Problem statement:
Below is a block of data; give all of it again word for word.

Dataset content:
★ ★ ★ ★ ★
PR #555, opened 2016-03-01
Fix a typo in DESCRIBE_ROUTE_TABLES_RESPONSE

yannlambret:
There are two 'tagSet' nodes in the DESCRIBE_ROUTE_TABLES_RESPONSE, so responses to 'DescribeRouteTables' requests are buggy.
★ ★ ★ ★ ★
Response area:
PR #555, opened 2016-03-01
Fix a typo in DESCRIBE_ROUTE_TABLES_RESPONSE

yannlambret:
There are two 'tagSet' nodes in the DESCRIBE_ROUTE_TABLES_RESPONSE, so responses to 'DescribeRouteTables' requests are buggy.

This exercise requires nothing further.